*Data supplied*
PR #4140, opened 2023-11-01
Use clz instead of clzs

AtariDreams:
Why am I suggesting this?

The answer is because for some reason, __builtin_clzs is generating worse code than __builtin_clz minus the difference in bits. This seems like a clang bug, but until then, let's change the definition of _Clang_arm_arm64_countl_zero for now as a workaround.

Source: https://godbolt.org/z/TfP7hGcv7

### DIFF
--- a/stl/inc/__msvc_bit_utils.hpp
+++ b/stl/inc/__msvc_bit_utils.hpp
@@ -140,9 +140,25 @@ _NODISCARD int _Checked_x86_x64_countl_zero(const _Ty _Val) noexcept {
 
 #if defined(_M_ARM) || defined(_M_ARM64)
 #ifdef __clang__ // TRANSITION, GH-1586
+#ifdef _M_ARM64
+_NODISCARD constexpr int _Clang_arm_arm64_countl_zero(const unsigned char _Val) {
+    // TODO: Revert back to __builtin_clzs once clang longer generates worse code than __builtin_clz
+    return __builtin_clz(_Val) - (_Unsigned_integer_digits<unsigned int> - _Unsigned_integer_digits<unsigned char>);
+}
+
+_NODISCARD constexpr int _Clang_arm_arm64_countl_zero(const unsigned short _Val) {
+    // TODO: Revert back to __builtin_clzs once clang longer generates worse code than __builtin_clz
+    return __builtin_clz(_Val) - (_Unsigned_integer_digits<unsigned int> - _Unsigned_integer_digits<unsigned short>);
+}
+#else
+_NODISCARD constexpr int _Clang_arm_arm64_countl_zero(const unsigned char _Val) {
+    return __builtin_clzs(_Val) - (_Unsigned_integer_digits<unsigned short> - _Unsigned_integer_digits<unsigned char>);
+}
+
 _NODISCARD constexpr int _Clang_arm_arm64_countl_zero(const unsigned short _Val) {
     return __builtin_clzs(_Val);
 }
+#endif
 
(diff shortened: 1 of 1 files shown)


StephanTLavavej:
Is there a confirmed https://github.com/llvm/llvm-project issue that we can cite? When we work around compiler issues, we cite bugs with `// TRANSITION, LLVM-nnnn` so we can check when it's time to remove the workaround.

stl/inc/__msvc_bit_utils.hpp
```diff
@@ -140,9 +140,26 @@ _NODISCARD int _Checked_x86_x64_countl_zero(const _Ty _Val) noexcept {
...
+_NODISCARD constexpr int _Clang_arm_arm64_countl_zero(const unsigned char _Val) {
+    // TODO: Revert back to __builtin_clzs once clang longer generates worse code than __builtin_clz
+    return __builtin_clz(_Val) - (_Unsigned_integer_digits<unsigned int> - _Unsigned_integer_digits<unsigned char>);
+}
+
+_NODISCARD constexpr int _Clang_arm_arm64_countl_zero(const unsigned short _Val) {
+    // TODO: Revert back to __builtin_clzs once clang longer generates worse code than __builtin_clz
+    return __builtin_clz(_Val) - (_Unsigned_integer_digits<unsigned int> - _Unsigned_integer_digits<unsigned short>);
+}
+#else
```
StephanTLavavej, line 153: We don't care about ARM32 performance, as long as it compiles and runs properly, so it isn't worth having a distinct codepath for it here.

stl/inc/__msvc_bit_utils.hpp
```diff
@@ -140,9 +140,26 @@ _NODISCARD int _Checked_x86_x64_countl_zero(const _Ty _Val) noexcept {
 
 #if defined(_M_ARM) || defined(_M_ARM64)
 #ifdef __clang__ // TRANSITION, GH-1586
+#ifdef _M_ARM64
+_NODISCARD constexpr int _Clang_arm_arm64_countl_zero(const unsigned char _Val) {
+    // TODO: Revert back to __builtin_clzs once clang longer generates worse code than __builtin_clz
```
StephanTLavavej, line 145: After there's an upstream llvm-project issue that has been reported, these comments should say `// TRANSITION, LLVM-nnnn` citing the bug number. (We don't say TODO in the product code because IDEs pick that up and tell users that they have TODOs to take care of, which is confusing for them.)

stl/inc/__msvc_bit_utils.hpp
```diff
@@ -140,9 +140,26 @@ _NODISCARD int _Checked_x86_x64_countl_zero(const _Ty _Val) noexcept {
...
+#else
+_NODISCARD constexpr int _Clang_arm_arm64_countl_zero(const unsigned char _Val) {
+    // TODO: Revert back to __builtin_clzs once clang longer generates worse code than __builtin_clz
+    return __builtin_clzs(_Val) - (_Unsigned_integer_digits<unsigned short> - _Unsigned_integer_digits<unsigned char>);
+}
+
 _NODISCARD constexpr int _Clang_arm_arm64_countl_zero(const unsigned short _Val) {
     return __builtin_clzs(_Val);
 }
+#endif
```
StephanTLavavej, line 162: This `#endif` should be commented. (We add preprocessor comments for everything beyond 1-2 lines to help keep track of what region we're in.)

StephanTLavavej (changes requested):

StephanTLavavej:
Closing this as there's been no response to our questions (and there's been force-pushing, which we've repeatedly asked to avoid).

PR #5443, opened 2025-04-26
Benchmark: use `not_highly_aligned_allocator` in more places

### LINKED ISSUE #5035: Provide an intentional (mis)alignment that corresponds to typical usage in benchmarks for plain arrays
> > Results on my 5950X:
> 
> A big difference in "After" columnbetween `std_swap<9000, uint8_t>` and `std_swap_ranges<uint8_t>/9000` made me curious. It is big for me too.
> 
> Looks like the main reason is vector over-alignment. adding `alignas(64)` to stack array makes significant improvement there.
> 
> I don't think the benchmark should be modified to have that though.

If we know that alignment has a significant effect on the results, shouldn't we control it instead of letting it vary and skew the benchmark? Note that "control" doesn't mean "pick an unrealistic value that skews the results" but either pick a value that is representative or average over a set of values that are representative.

_Originally posted by @CaseyCarter in https://github.com/microsoft/STL/issues/4991#issuecomment-2433020551_

AlexGuteniev:
Resolves #5035

To avoid trying both aligned and unaligned allocators, try just unaligned. This makes sure we're checking the worst case, where vectorization would be of less  benefit.

Only change the container for potentially-vectorized algorithm benchmark. For, like, random it does not make sense. Also `vector<bool>` is vectorized, if we consider GPR-based vectorization as still vectorization, but this will not be sensitive to the alignment.

Some vector algorithms that are potentially sensitive to the alignment are in fact sensitive to alignment, some are not or almost not. The ones that are sensitive are simplest searches, or data movement. Consider `adjacent_find` as a good example of the sensitive one, here's how the results became worse:

Benchmark                            |  Before    |  After  
-------------------------------------|------------|------------
bm<AlgType::Std, int8_t>/2525/1142   |   19.9 ns  |   22.1 ns  
bm<AlgType::Std, int16_t>/2525/1142  |   33.2 ns  |   51.5 ns  
bm<AlgType::Std, int32_t>/2525/1142  |   75.5 ns  |   89.1 ns  
bm<AlgType::Std, int64_t>/2525/1142  |    139 ns  |    163 ns  
bm<AlgType::Rng, int8_t>/2525/1142   |   16.7 ns  |   20.1 ns  
bm<AlgType::Rng, int16_t>/2525/1142  |   33.0 ns  |   50.5 ns  
bm<AlgType::Rng, int32_t>/2525/1142  |   76.9 ns  |   89.0 ns  
bm<AlgType::Rng, int64_t>/2525/1142  |    141 ns  |    163 ns  

`adjacent_find` does two AVX loads of the same input data at a time, with aligned allocator just one of the loads is unaligned, with unaligned allocator both of them are unaligned. So it stresses the processor ability to deal with unaligned data.

Skipped also `bitset` benchmarks. They are harder to unalign, since they use some stack containers with deduced types. I'm confident that `bitset` from/to string conversion are examples of algorithm that are not very sensitive to the alignment.

Some of recently added benchmark are not changed in this PR, because they already use not highly aligned allocator.

Also I expected `replace_copy` as one of the sensitive, but auto-vectorization is broken at all in latest Preview 🐛.
Created DevCom-10895463

**Drive-by**: proper optimization barriers in replace family benchmarks.

### DIFF
--- a/benchmarks/src/adjacent_difference.cpp
+++ b/benchmarks/src/adjacent_difference.cpp
@@ -11,6 +11,8 @@
 #include <type_traits>
 #include <vector>
 
+#include "skewed_allocator.hpp"
+
 using namespace std;
 
 template <class T>
@@ -19,8 +21,8 @@ void bm(benchmark::State& state) {
 
     const size_t size = static_cast<size_t>(state.range(0));
 
-    vector<T> input(size);
-    vector<T> output(size);
+    vector<T, not_highly_aligned_allocator<T>> input(size);
+    vector<T, not_highly_aligned_allocator<T>> output(size);
 
     if constexpr (is_floating_point_v<T>) {
         normal_distribution<T> dis(0, 100000.0);
--- a/benchmarks/src/adjacent_find.cpp
+++ b/benchmarks/src/adjacent_find.cpp
@@ -8,6 +8,8 @@
 #include <cstdlib>
 #include <vector>
 
+#include "skewed_allocator.hpp"
+
 using namespace std;
 
 enum class AlgType { Std, Rng };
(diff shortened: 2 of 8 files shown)


StephanTLavavej (approved):

StephanTLavavej:
Thanks for improving the consistency of our benchmarks! :chart_with_upwards_trend: :chart_with_downwards_trend: :bar_chart:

*Exercise brief*
Report how many lines of the data contain the word "have", using the number alone.

*Written answer*
2